[Collected data entries]
PR #5006, opened 2022-11-25
Gradle: Support for proxy detection / autoconfiguration.

sdedic:
On a corporate network or on a VPN the user often forgets about a network change - even worse because with PAC autoconfiguration, NetBeans IDE is able to dynamically change proxy / non-proxy, depending on PAC results.

But build tools like Gradle have to get explicit instructions. The user uses NetBeans, happilly browses online resources (with an PAC-configured browser), but build actions or even project info load itself fails mysteriously on missing on unreachable artifacts.

This PR adds a check, before taking an 'online' action in Gradle, if Gradle's configuration file matches IDE's own proxy settings. If it does not, the default is to suggest the user to reconfigure Gradle - and NetBeans will even do that for the user.
proxy2

The user may also choose to leave settings as they are (for whatever reason), but let the IDE to instruct Gradle to use proxy for IDE-initiated operations. In this scenario, commandline actions will likely fail - but no persistent change in files need to be made.

A global Gradle setting is introduced to specify the preferred handling:
- **ask the user (the default)**
- do not check
- display a notice and override
- override using system properties
- automatically update

Old `gradle.properties` are always saved as `gradle.properties.old` (`gradle.properties.old.1`, ....) to preserve potential user content, although `EditableProperties` API is used to retain eventual user comments in the file.

The current implementation contains some cut-through path, since because of gradle/gradle#22856 I am able to define a proxy, if one is not defined at all, but the bug prevents me from **changing** or **removing** proxy settings on-the-fly in case the proxy is configured in the file, but the config is wrong.

Note: because of Vscode handling, the option to pass system properties ("Override" option) can be disabled by branding API.

### DIFF
--- a/extide/gradle/apichanges.xml
+++ b/extide/gradle/apichanges.xml
@@ -91,7 +91,7 @@ is the proper place.
             <author login="sdedic"/>
             <compatibility semantic="compatible" addition="yes"/>
             <description>
-                Tasks declared by other projects are marked as 'external'. Tasjs can report their declaring project's path.
+                Tasks declared by other projects are marked as 'external'. Tasks can report their declaring project's path.
             </description>
             <class package="org.netbeans.modules.gradle.api" name="GradleTask"/>
         </change>
--- a/extide/gradle/arch.xml
+++ b/extide/gradle/arch.xml
@@ -130,6 +130,13 @@
 
 
  <answer id="exec-property">
+     <api category="devel" group="branding" name="org.netbeans.modules.gradle.api.execute.NetworkProxySettings.allowOverride" type="export">
+         Brand the <code>org.netbeans.modules.gradle.api.execute.NetworkProxySettings.allowOverride</code> key in a 
+         <code>org.netbeans.modules.gradle.api.execute.Bundle</code> file
+         with one of the values <code>true</code> or <code>false</code> to specify whether to offer override of proxies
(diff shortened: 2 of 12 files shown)


lkishalmi:
Would not be this better as a project problem provider with a resolution?

sdedic:
I would advise against that, but it is surely doable. In siuations where the DNS does not reject the proxy name immediately (timeout) or when the intranet simply drops (not rejects) outgoing packets, gradle app + network timeouts are huuuuuuge. It may take several to dozen minutes for the project load to fail. 
It seemed safer + better user experience to hook before any non-offline operation and check in advance.

sdedic:
I would appreciate if this PR could land in NB16u1-gradle (cc: @MartinBalin) -- in NB a misconfigured proxy is bad enough, but if the vscode environment is used with several lang servers all working against bad proxy/network configuration, it is a true hell on developer's machine.

sdedic:
@neilcsmith-net understood - but I'd like to get the code in here reviewed or sanity-checked first

dbalek (approved):
Useful functionality, Thanks.

sdedic:
@lkishalmi -- last call: there's sanity check from @dbalek, but this is your field of expertise, I'd feel more comfortable if I could get +-0 from you for this implementation.

lkishalmi (approved):
I like the idea, that this feature flagged!

PR #5009, opened 2022-11-26
adds a basic maven dependency updater hint.

mbien:
- marks artifacts which have a newer version available
 - provides a fix to bump the version
 - supports maven properties
   update-properties
 - ~ignores non-numerical versions~ discovered `ComparableVersion` :)
  update-deps
   * only suggests qualifiers like `-SNAPSHOT` if the used version is also using a qualifier
   * ignores some non-standard version formats. Like timestamps, since they are rarely used anymore.
   * can be restricted to not suggest major version upgrades
artifact-upgrade-options

I wasn't sure whether or not to enable this by default but I decided to enable it mostly because:
 - many new-project-poms are outdated, this mitigates the issue a little bit (this is also the original motivation for the hint)
 - poms don't have a lot of hints right now, so adding a little bit of noise probably doesn't hurt atm
 - users can turn it off / we can turn it off based on feedback later

Performance seems good. It checks large poms in about a second. Maven hints are not cancellable unfortunately.


mbien:
only rebased to latest master

matthiasblaesing (commented):
Implementation looks sane. Two thoughts:

1. (Out of scope for this changeset): Maven hints are missing "Show as warning on current line". With more hints the noise goes up and the hepfulness goes down. This is a candiate for to much noise. @work this would flag nearly all dependencies and thus I would deactivate it.
2. Would it make sense to provide an update to latest and "latest in same major version"? I associate bumping major version with incompatible change or at least "no stability guarentee".

mbien:
> Implementation looks sane. Two thoughts:
> 
>     1. (Out of scope for this changeset): Maven hints are missing "Show as warning on current line". With more hints the noise goes up and the hepfulness goes down. This is a candiate for to much noise. @work this would flag nearly all dependencies and thus I would deactivate it.

yeah would be nice to have feature parity with the java hints where it makes sense. There is also currently no way to run maven hints as inspections although this is probably only rarely needed. Projects can define project specific hints but this is also only possible for java hints I believe (I don't see anything else in the combo box).

> 
>     2. Would it make sense to provide an update to latest and "latest in same major version"? I associate bumping major version with incompatible change or at least "no stability guarentee".

Done. I added it as option in the hint settings. I actually thought about adding this too but dismissed it since I initially wanted to keep this really simple (since there are maven plugins for this). But I believe a simple "don't suggest major version upgrades" probably covers 95% of all typical cases, so why not.

The initial motivation for this was because many project pom templates are outdated, this gives the user a quick upgrade path even on first use once the IDE downloaded the maven index. The release version hint (and other IDE features too) require certain compiler plugin versions. This hint can basically unlock other hints by bumping this version.

java/maven.hints/src/org/netbeans/modules/maven/hints/pom/UpdateDependencyHint.java
```diff
@@ -0,0 +1,259 @@
...
+        return config.getPreferences().getBoolean(KEY_NO_MAJOR_UPGRADE, false);
+    }
+
+    @Override
+    public String getSavedValue(JComponent customizer, String key) {
+        if (KEY_NO_MAJOR_UPGRADE.equals(key) && customizer instanceof UpdateDependencyHintCustomizer) {
+            return Boolean.toString(((UpdateDependencyHintCustomizer)customizer).getSavedNoMajorUpgradeOption());
+        }
+        return null;
+    }
```
mbien, line 249: The maven hints option panel seems to be fairly broken atm. Cancel doesn't work for most hint options etc. The implementation is also a bit... unusual. It polls the `getSavedValue` method twice per second and it forgets polling again when cancelled and reopened.

It also expects the UI to remember the old ("saved") value for the options? I don't think it is right now possible to make the ok, cancel and apply button work at the same time. I chose ok.

mbien: i believe @neilcsmith-net mentioned this once, now I know what you meant :D

mbien: I think I have fixed the polling issue. This appears to be the root cause of options not cancelling properly and also the apply button not getting activated. Last commit contains the fix.

matthiasblaesing (approved):
Looks sane to me.

mbien:
awesome, squashed PR to:
 - first commit will be the maven option panel polling bugfix
 - second commit is the feature

this should hopefully reduce risks and allow to test things independently if something happens. (I try to avoid fixing bugs in feature commits)

java/maven.hints/src/org/netbeans/modules/maven/hints/pom/UpdateDependencyHint.java
mbien: filed #5165 for the remaining issues

mbien:
@matthiasblaesing sorry for changing the PR after approval. I fixed #5165 too. See first commit.

matthiasblaesing:
Could reproduce the problem and found it fixed with the update. Thank you.

PR #5014, opened 2022-11-27
Fixed some Gradle introspection problems wit pre-6.1 Gradle Versions

lkishalmi:
Yet another fix, restoring some pre-6.1 Gradle Compatibility.

Brief list of the changes:
 * `VersionNumber` -> `GradleVersion` (VersionNumber is deprecated for a while)
 * Also comparing on base version, so no comparisons to RCs are needed.
 * Identify plugin by name instead of class
 * Checking for MissingPropertyException-s in `getProperty` and returning `null` if that would happen.

I'm still unhappy about the issues caused by the mass auto-discovery feature.


sdedic (approved):
Many thanks. I still lack the cross-version expertise.

matthiasblaesing (approved):
I'm not an expert here, but looks sane. `GradleVersion` indeed seems to be around since a long time and looks like a save usage here.

PR #5021, opened 2022-11-28
Support directly native build plugin

sdedic:
The micronaut module supports 'nativeCompile' task indirectly - only if `io.micronaut.application` plugin was included. This PR reacts also on `org.graalvm.buildtools.native` plugin provided by GraalVM community  -- so it would serve native artifacts even for other configuration than just with `io.micronaut.application`.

> [DIRECTIONS FOR THIS TASK]:
Your reply should consist solely of the number of lines above that contain the word "right".

> [OUTPUT FOR THIS TASK]:
2